Pull every line containing "exchangeSetupToken" from the data.

Records from a collection
____________________

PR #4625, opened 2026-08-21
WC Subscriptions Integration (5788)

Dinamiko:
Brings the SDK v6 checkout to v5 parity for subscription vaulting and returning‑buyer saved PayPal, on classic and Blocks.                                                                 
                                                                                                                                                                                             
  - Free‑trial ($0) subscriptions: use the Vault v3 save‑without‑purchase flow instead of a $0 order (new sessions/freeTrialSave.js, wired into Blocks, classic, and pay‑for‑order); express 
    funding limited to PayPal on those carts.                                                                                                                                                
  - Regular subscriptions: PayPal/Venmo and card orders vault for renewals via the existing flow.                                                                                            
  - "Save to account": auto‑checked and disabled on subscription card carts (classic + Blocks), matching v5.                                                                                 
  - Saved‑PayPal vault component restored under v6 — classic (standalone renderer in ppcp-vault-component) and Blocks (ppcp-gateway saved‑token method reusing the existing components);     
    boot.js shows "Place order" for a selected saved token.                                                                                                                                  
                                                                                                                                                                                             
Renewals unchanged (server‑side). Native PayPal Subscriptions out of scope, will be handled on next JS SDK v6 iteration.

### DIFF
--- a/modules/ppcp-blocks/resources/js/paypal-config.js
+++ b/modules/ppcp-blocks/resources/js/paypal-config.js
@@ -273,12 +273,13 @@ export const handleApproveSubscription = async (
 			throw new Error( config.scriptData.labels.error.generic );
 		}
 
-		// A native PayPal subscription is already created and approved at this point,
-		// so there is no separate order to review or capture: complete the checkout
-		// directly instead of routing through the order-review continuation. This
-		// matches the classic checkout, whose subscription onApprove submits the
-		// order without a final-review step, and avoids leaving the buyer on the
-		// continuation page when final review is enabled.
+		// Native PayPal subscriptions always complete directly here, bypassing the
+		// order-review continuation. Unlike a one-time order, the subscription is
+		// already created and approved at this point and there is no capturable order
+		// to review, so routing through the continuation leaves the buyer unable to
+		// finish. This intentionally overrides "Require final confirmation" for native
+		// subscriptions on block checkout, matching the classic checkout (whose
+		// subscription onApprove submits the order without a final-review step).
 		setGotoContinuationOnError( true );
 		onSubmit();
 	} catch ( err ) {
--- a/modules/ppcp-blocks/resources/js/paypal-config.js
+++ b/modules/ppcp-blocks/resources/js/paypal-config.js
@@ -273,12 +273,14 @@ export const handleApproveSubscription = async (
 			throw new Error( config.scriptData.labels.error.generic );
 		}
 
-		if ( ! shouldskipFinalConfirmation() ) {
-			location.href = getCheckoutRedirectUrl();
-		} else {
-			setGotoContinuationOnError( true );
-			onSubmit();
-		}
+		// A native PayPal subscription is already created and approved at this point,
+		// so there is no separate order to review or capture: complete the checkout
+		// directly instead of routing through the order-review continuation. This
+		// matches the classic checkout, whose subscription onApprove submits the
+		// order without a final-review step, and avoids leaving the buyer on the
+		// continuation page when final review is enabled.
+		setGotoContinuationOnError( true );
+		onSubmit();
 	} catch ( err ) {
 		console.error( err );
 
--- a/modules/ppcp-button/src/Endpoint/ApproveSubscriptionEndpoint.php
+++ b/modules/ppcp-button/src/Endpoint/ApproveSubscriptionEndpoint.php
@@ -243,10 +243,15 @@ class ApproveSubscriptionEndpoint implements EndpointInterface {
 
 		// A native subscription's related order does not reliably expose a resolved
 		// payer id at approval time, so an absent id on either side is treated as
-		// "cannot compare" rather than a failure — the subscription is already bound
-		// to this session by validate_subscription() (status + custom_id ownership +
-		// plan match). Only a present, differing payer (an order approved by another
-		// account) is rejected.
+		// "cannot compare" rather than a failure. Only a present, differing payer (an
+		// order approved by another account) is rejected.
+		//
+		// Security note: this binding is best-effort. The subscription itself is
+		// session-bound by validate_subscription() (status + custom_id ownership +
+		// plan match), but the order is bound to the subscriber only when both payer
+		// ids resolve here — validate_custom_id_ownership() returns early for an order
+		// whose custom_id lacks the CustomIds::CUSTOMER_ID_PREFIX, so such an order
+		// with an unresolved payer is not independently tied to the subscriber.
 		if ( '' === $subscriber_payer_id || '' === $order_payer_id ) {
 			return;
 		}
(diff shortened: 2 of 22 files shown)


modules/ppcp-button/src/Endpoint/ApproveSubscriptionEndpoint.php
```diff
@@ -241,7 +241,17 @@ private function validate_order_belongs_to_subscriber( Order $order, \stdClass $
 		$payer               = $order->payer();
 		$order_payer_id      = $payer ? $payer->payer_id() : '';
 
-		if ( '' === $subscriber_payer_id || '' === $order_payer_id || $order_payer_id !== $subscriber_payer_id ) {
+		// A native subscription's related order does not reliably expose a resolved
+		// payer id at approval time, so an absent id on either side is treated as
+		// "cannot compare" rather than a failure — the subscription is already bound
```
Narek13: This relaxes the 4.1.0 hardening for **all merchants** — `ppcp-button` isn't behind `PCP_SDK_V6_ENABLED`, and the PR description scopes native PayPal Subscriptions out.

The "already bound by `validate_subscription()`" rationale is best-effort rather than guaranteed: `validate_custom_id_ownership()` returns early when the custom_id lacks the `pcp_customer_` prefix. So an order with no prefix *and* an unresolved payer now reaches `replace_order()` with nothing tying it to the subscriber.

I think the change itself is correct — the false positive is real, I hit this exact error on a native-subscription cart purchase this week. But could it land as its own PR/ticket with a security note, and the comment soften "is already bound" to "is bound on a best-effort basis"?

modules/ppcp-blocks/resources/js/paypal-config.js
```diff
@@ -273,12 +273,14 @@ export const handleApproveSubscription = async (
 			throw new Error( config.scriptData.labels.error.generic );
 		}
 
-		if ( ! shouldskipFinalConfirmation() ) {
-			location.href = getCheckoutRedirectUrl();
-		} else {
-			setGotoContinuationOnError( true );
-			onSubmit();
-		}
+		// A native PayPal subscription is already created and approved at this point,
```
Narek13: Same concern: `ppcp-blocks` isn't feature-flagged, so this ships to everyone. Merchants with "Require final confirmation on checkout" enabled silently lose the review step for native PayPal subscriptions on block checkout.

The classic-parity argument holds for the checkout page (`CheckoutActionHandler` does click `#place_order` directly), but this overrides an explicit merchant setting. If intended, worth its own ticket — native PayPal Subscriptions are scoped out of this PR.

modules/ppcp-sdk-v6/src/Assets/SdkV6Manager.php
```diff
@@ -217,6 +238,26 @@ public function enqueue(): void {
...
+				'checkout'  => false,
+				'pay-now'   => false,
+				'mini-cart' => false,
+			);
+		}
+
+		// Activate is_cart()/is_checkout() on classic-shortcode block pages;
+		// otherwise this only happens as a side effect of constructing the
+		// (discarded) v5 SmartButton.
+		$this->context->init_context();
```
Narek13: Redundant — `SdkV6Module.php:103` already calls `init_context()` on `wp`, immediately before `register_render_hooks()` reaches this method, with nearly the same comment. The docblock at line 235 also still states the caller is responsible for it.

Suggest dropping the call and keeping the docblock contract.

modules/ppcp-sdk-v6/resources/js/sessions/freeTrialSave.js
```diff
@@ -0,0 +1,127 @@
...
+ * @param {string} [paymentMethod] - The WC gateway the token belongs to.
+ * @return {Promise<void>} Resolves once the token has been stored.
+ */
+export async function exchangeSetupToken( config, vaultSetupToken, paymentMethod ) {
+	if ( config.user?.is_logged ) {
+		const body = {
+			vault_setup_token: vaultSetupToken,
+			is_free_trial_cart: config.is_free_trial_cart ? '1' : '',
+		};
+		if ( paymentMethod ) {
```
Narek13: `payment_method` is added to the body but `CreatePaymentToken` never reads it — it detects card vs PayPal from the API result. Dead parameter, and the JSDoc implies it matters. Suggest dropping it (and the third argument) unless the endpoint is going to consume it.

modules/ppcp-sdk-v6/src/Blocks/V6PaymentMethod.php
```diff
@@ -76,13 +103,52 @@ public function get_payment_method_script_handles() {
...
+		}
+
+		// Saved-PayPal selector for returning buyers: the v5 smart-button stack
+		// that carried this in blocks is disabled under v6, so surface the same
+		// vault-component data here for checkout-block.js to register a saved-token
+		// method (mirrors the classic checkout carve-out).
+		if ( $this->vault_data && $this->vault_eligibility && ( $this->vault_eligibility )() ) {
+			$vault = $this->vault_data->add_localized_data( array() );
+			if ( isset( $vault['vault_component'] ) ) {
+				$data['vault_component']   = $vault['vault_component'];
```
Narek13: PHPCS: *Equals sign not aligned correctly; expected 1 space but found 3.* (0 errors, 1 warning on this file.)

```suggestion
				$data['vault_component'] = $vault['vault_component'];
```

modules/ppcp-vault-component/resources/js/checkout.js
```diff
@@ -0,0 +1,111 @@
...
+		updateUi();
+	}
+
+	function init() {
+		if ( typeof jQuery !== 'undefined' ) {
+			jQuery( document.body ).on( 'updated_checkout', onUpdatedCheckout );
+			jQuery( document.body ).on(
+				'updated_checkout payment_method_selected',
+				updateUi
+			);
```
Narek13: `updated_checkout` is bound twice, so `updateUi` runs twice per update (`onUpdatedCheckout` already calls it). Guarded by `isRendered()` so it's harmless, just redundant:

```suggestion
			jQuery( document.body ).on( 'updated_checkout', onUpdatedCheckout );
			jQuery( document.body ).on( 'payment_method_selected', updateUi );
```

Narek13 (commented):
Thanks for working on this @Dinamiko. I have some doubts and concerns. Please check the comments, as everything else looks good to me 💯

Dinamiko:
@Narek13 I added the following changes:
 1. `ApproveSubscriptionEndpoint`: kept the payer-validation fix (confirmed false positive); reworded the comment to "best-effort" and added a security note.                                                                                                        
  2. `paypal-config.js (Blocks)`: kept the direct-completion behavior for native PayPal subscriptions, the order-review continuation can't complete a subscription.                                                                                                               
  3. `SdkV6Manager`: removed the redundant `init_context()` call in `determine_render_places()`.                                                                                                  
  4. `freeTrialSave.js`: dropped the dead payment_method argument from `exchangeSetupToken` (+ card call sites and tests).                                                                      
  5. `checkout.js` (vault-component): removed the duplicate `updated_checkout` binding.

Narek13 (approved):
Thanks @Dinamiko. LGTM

____________________

▶ [Task response]
+export async function exchangeSetupToken( config, vaultSetupToken, paymentMethod ) {
  4. `freeTrialSave.js`: dropped the dead payment_method argument from `exchangeSetupToken` (+ card call sites and tests).                                                                      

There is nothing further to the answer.